─── Given entries

PR #160, opened 2026-04-27
fix: resolve CI failures from Rust 1.95 clippy/rustfmt lints

v4de:
Fixes all CI failures (clippy, rustfmt, compilation) introduced after PR 159 merged and the CI runners upgraded to Rust 1.95.

Compilation fixes:
- Add missing structured_content: None to ToolsCallResult initializers in backend.rs and provider/mod.rs

Rustfmt fixes (15+ sites):
- Wrap long function signatures, format! macros, obj.insert calls
- Fix collapsed if-let brace placement
- Reorder use statements and module declarations alphabetically
- Fix line break placement on method chains and closures
- Wrap long .expect() chains in tests

Clippy fixes (Rust 1.95 new lints):
- derivable_impls: derive Default for ResponseContractConfig
- map_unwrap_or / map_or_else: use idiomatic Option combinators
- too_many_lines: allow on build_meta_mcp
- collapsible_if: collapse 3 nested if blocks
- io_other_error: use io::Error::other() (5 sites)
- if_not_else: flip shared_secret.is_empty() condition
- redundant_closure / redundant_closure_for_method_calls: simplify closures
- uninlined_format_args: inline variables in format strings
- double_ended_iterator_last / filter_next: use .rfind()
- doc_markdown: backtick technical terms in doc comments

All changes are mechanical with no logic changes.

PR #474, opened 2026-09-04
test(meta_mcp): bind #465 timing assertions to the timeouts they test; credit @terafin

MikkoParkkola:
Follow-up to #465, which merged before these two items landed.

## Test bounds

An independent review of the #465 diff found that the three timing assertions bound at 10 seconds while the aggregation timeouts they exercise are 100ms and 1s. The backends in those tests carry their own 5-second timeout, so the pre-parallel serial path would also have finished inside 10 seconds — the assertions could not fail for the reason they exist.

They are now 2s and 3s, below that 5-second serial bound and with room for slow CI, and each failure message names the bound it discriminates. No production code changed.

Verified: `cargo test --lib meta_mcp` → 87 passed, 0 failed, in 2.38s.

## Contributor credit

`AUTHORSHIP.md` recorded that the project had no contributors besides the maintainer. That was untrue, so the declaration now points at a `Contributors` section and the three changelog entries name @terafin.

**It had been untrue since April, not since #465.** A review of the first draft of this PR caught the table asserting #465 was the first outside contribution. GitHub's contributor list has five entries: #159 (Bryan Zick, submitted by @v4de, `structuredContent` for tools declaring an `outputSchema`) merged 2026-04-27 and #160 (@v4de, Rust 1.95 lint and compilation fixes) merged 2026-04-28. Both are now in the table, in merge order. Both predate `CLA.md`, which was added 2026-07-11, so their CLA column says `not applicable` rather than `outstanding` — a contribution accepted before the agreement existed was not withheld from it.

**One thing the table records rather than papers over.** This repository is dual-licensed and `CONTRIBUTING.md` asks first-time contributors for a one-line CLA statement in the PR description. #465 has no such line and no sign-off trailer, and it merged without one. The `CLA on record` column says `outstanding` instead of implying an acceptance that did not happen. Asked for on the PR thread; the column flips when it arrives.

## Acceptance criteria

- [x] Each timing assertion fails on the serial path it exists to rule out
- [x] Each failure message names the timeout it discriminates
- [x] `AUTHORSHIP.md` no longer asserts sole authorship
- [x] CLA status stated accurately rather than assumed
- [x] Every outside contribution on `main` appears in the table, not only the most recent
- [x] `cargo fmt --check`, `cargo clippy --all-targets -- -D warnings`, `cargo test --lib meta_mcp` clean

### DIFF
--- a/AUTHORSHIP.md
+++ b/AUTHORSHIP.md
@@ -3,12 +3,16 @@
 **Work:** mcp-gateway (this repository)
 **Author:** Mikko Parkkola, Finland
 **Date of declaration:** 2026-07-12
+**Last amended:** 2026-09-04 (first outside contribution accepted)
 
 ## Declaration
 
-Mikko Parkkola is the sole human author of mcp-gateway. As of this date there
-are no other human contributors. Where future contributions are accepted, they
-are governed by [`CLA.md`](CLA.md).
+Mikko Parkkola is the principal human author of mcp-gateway and the author of
+its protectable expression as described below. Outside contributions accepted
+into the work are listed under [Contributors](#contributors), together with
+whether that contributor's [`CLA.md`](CLA.md) acceptance is on record. Under
+that agreement a contributor grants the licences this project's licensing
+scheme requires while retaining copyright in their own contribution.
 
 The work is an original work of authorship. Its protectable expression — the
 architecture, module structure, control and data flow, interface design, naming,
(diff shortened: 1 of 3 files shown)


MikkoParkkola:
## Review verdict

Reviewed by GPT-5.x (codex): **SHIP-WITH-FIXES** — "the chain-of-title update omits an earlier outside contributor".

That finding was correct and is now fixed in d597c0b. Disposition of all four items:

| Finding | Disposition |
|---|---|
| `AUTHORSHIP.md:6` claims #465 was the first outside contribution; earlier commits exist | **Fixed.** Verified against the repository's own contributor list, which has five entries. #159 and #160 merged in April and are now in the table in merge order. |
| #465's CLA is still not on record | **Recorded, not fixable here.** The table says `outstanding` precisely because it is; the request is on the #465 thread and the column flips when it arrives. Gated before release, not before merge. |
| Use the 100ms aggregation timeout in the fast-plus-hung test instead of 1s | **Declined, with reason.** It saves ~0.9s of a 2.38s suite and buys a 100ms wall-clock budget for a real HTTP round-trip on contended CI. The assertion's discriminating power against the 5s serial path is identical either way, so the trade is flake risk for nothing that changes what the test proves. |
| State the release and deployment stage | **Noted.** This is a follow-up to a merged PR on `main`, ahead of the 4.0.0 release; no separate deployment stage applies. |

The two pre-#465 contributions turned out to predate `CLA.md` (added 2026-07-11) by about ten weeks, so their CLA column reads `not applicable` rather than `outstanding` — a contribution accepted before the agreement existed was not withheld from it.

Issue #462, opened 2026-08-29
An unparseable config is replaced with defaults, then written back to disk


MikkoParkkola:
## Problem

`load_config_or_default` turns any `Config::load` failure into `Config::default()` after a
warn-level log (`src/config_persistence.rs:13-22`). One of its callers is the admin-UI
read-modify-write path, which then writes the result straight back to disk:

```rust
let mut config = crate::config_persistence::load_config_or_default(path);   // :1405
let value = match mutate(&mut config) { ... };
crate::config_persistence::write_config(path, &config)?;                    // :1410
```

(`src/config_reload/mod.rs:1405-1410`)

So a YAML syntax error in a config an operator is editing by hand does not surface as an
error at the admin UI. The gateway loads defaults, applies the requested mutation to those
defaults, and overwrites the file — every backend, credential reference and policy in it
replaced by a default config carrying one edit. The only trace is a `Could not load config,
using defaults` line in the log.

The CLI paths do the same on `add`/`remove` (`src/commands/add_remove.rs:71,136,241`,
`src/commands/setup.rs:77,418`), where defaulting on a MISSING file is the intended
behaviour — the two cases are conflated in one function.

`load_existing_or_default` (`src/config_persistence.rs:29-35`) already has the shape a fix
would take: default when the file is absent, propagate the error when it exists and cannot
be parsed. Adjacent to #437, which reports data loss from a different config-read failure.

## Acceptance criteria

- [ ] `MCPGW.CFGDEF.1` Given a config file that exists and fails to parse, When an admin-UI
      mutation runs against it, Then the mutation returns an error and the file on disk is
      byte-identical afterwards.
- [ ] `MCPGW.CFGDEF.2` Given a config file that does not exist, When a CLI `add`/`setup`
      runs, Then a default config is still created — the current behaviour, unchanged.
- [ ] `MCPGW.CFGDEF.3` A test asserts the distinction directly: absent file defaults,
      present-but-unparseable file errors, on the same call path.

## Fail-fast

Cheapest check first, before any refactor: write a test that puts a single unbalanced quote
in a config with one backend, calls the admin-UI mutation path, and asserts the file still
contains the backend afterwards. If it already passes, the read-modify-write is protected
somewhere this issue has not found and the scope collapses to the CLI paths.

## ROI

Cost: one fallible sibling plus call-site updates at the two gateway readers; the five CLI
callers keep the current function. Value: removes a path where an editing mistake in a
[...]

PR #483, opened 2026-09-06
fix(config): preserve existing configuration on load errors for 4.0

MikkoParkkola:
Existing malformed, unreadable or dangling-symlink configs can currently fall back to defaults before a mutation writes them out. This increment refuses those edits before changing the file or live state. Missing configs still bootstrap, and valid edits preserve literal secret references.

Targets the 4.0 integration branch because it depends on its literal-config loader. Addresses #462; issue closure remains pending final integration.

Validation:
- Isolated acceptance suite: 44/44 passed, including actual permission denial, setup/client-file preservation and literal references.
- All-feature/all-target Clippy with warnings denied, formatting and diff checks passed.
- Retained evidence: both code reviewers approved the behavioral implementation; independent public drive passed 92/92 assertions; critical guard coverage 29/29 lines and mutation score 8/9 viable caught.

Both reviewers have now approved the subsequent octal-permission spelling and base-helper formatting changes at commit `35be02836e1b054831b7d1db1063cd7794b42b2d` (actual exit 0; material-bound receipts verified). No runtime behavior changed in those deltas. Draft pending exact-commit CI: the current CI workflow triggers only for main pushes/PR targets, so no quality workflow ran for this stacked integration PR. The skipped auto-merge check is not validation evidence. Full evidence and limitations are in `docs/design/issue-462-config-preservation.md`.

This is one delivery increment. It does not establish full 4.0 release readiness, merge or deployment.

### DIFF
--- a/.github/workflows/ci.yml
+++ b/.github/workflows/ci.yml
@@ -5,7 +5,7 @@ on:
     branches: [main]
     tags: ["v*"]
   pull_request:
-    branches: [main]
+    branches: [main, codex/v4-release-delivery]
 
 permissions:
   contents: read
--- a/docs/design/issue-462-config-preservation.md
+++ b/docs/design/issue-462-config-preservation.md
@@ -1,0 +1,692 @@
+# Issue 462: preserve an existing config when loading fails
+
+## Increment delivery checkpoint — 2026-09-07
+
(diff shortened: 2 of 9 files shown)


MikkoParkkola:

branch holds no unique work.

staleness.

──────

__Task to complete__. Search the data above for the string "crate" and return every line that has it.

__Your solution__.
let mut config = crate::config_persistence::load_config_or_default(path);   // :1405
crate::config_persistence::write_config(path, &config)?;                    // :1410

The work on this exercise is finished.